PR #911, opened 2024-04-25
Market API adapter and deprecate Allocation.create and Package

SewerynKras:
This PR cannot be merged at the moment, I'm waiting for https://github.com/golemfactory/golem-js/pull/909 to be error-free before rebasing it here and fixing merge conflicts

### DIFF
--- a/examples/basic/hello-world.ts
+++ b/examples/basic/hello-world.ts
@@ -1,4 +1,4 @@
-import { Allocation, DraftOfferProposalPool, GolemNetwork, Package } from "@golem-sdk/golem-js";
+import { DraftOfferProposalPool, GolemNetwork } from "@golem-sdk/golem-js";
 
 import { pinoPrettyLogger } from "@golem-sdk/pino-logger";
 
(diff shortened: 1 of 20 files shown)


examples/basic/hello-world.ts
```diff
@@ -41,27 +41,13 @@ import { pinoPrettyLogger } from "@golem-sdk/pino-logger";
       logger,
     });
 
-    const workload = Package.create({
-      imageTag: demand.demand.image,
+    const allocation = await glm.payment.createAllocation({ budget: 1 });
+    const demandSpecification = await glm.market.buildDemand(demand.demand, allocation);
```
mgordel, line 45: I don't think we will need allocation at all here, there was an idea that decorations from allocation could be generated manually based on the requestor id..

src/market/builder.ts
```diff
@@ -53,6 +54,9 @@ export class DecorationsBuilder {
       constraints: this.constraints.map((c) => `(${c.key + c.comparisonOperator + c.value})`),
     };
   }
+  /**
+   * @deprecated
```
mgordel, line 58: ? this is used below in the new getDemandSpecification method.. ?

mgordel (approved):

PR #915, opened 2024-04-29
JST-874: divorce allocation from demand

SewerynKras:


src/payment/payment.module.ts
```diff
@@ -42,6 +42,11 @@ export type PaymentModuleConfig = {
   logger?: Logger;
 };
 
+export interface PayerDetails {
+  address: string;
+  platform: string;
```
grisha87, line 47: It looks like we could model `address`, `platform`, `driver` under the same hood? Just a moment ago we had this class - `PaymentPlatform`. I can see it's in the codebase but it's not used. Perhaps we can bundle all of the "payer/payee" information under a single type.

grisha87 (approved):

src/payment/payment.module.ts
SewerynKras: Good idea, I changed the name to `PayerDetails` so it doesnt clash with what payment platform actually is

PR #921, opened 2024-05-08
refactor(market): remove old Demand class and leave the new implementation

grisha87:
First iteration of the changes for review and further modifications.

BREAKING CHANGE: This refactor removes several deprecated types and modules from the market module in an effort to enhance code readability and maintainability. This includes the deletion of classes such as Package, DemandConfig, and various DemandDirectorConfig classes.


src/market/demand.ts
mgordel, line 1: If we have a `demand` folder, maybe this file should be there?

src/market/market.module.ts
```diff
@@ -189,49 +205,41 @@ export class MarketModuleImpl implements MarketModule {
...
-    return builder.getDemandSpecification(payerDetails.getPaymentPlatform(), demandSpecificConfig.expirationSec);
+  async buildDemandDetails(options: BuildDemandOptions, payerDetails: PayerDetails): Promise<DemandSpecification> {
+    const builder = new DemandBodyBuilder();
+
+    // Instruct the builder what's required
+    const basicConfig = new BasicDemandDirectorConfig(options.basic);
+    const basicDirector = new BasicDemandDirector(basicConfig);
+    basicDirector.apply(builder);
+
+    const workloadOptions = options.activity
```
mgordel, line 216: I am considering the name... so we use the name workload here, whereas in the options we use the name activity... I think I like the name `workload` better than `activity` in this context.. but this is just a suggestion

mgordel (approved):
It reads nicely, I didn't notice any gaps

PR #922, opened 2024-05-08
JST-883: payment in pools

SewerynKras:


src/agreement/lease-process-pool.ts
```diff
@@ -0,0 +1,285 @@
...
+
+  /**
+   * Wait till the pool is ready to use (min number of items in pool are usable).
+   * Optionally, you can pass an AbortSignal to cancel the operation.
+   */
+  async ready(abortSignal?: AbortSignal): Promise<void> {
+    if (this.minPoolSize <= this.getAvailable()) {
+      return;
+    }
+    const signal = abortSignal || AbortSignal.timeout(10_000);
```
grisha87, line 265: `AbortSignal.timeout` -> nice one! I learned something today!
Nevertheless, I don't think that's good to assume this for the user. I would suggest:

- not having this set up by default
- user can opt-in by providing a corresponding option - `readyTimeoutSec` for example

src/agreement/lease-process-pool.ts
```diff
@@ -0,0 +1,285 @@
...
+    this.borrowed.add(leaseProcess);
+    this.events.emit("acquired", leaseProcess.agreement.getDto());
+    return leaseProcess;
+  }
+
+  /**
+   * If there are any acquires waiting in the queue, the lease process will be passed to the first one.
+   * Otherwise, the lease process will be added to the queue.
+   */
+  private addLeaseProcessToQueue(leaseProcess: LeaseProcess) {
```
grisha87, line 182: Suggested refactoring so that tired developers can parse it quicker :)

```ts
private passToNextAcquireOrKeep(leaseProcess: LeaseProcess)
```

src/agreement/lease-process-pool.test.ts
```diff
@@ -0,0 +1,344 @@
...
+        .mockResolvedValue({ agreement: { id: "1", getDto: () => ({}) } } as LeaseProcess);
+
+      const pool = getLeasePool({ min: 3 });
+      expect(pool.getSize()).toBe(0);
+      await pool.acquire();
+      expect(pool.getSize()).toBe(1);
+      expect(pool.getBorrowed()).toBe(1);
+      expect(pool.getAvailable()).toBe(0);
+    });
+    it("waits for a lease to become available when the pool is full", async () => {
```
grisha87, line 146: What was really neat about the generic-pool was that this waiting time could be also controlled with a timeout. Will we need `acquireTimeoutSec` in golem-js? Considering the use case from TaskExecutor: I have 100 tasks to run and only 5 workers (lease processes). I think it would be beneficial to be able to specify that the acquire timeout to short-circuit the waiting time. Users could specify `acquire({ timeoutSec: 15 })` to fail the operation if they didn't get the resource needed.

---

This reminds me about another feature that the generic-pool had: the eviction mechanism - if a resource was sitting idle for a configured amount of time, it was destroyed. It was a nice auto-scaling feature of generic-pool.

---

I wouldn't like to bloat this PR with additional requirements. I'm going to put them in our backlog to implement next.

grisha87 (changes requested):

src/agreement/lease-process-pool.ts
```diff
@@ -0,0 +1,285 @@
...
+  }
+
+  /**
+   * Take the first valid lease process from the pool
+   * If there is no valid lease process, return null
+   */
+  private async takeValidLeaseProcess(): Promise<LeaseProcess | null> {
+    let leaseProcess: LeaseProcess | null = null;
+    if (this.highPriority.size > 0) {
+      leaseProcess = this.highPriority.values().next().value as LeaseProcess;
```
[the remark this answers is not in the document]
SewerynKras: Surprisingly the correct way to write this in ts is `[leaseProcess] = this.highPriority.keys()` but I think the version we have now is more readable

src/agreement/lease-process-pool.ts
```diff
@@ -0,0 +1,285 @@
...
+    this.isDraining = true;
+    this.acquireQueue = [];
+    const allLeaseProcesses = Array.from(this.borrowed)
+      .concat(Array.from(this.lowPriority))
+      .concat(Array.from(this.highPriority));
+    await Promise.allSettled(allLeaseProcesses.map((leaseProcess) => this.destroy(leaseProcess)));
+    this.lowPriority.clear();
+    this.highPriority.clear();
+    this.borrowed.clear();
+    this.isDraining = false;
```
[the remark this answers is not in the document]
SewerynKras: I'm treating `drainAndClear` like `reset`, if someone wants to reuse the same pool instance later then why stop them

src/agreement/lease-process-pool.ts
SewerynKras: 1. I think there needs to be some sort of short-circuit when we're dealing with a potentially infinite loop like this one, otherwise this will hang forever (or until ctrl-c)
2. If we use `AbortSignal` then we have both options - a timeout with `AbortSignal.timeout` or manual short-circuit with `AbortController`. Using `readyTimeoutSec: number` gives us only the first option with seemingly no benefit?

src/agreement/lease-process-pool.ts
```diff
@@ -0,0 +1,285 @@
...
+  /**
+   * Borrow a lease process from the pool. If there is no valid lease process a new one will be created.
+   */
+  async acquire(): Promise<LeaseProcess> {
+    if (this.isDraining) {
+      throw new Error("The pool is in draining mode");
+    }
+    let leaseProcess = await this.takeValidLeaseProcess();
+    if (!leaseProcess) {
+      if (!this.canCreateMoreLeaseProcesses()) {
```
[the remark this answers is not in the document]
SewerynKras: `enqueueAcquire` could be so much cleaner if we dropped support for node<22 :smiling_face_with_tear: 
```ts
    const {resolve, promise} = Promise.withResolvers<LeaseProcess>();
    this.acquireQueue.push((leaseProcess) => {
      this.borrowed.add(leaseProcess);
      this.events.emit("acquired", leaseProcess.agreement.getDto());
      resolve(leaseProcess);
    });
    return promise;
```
—————
• [Exercise description]: What is the number of lines in the records above that include the word "used"? Reply with that number and nothing more.

• [The answer]: 2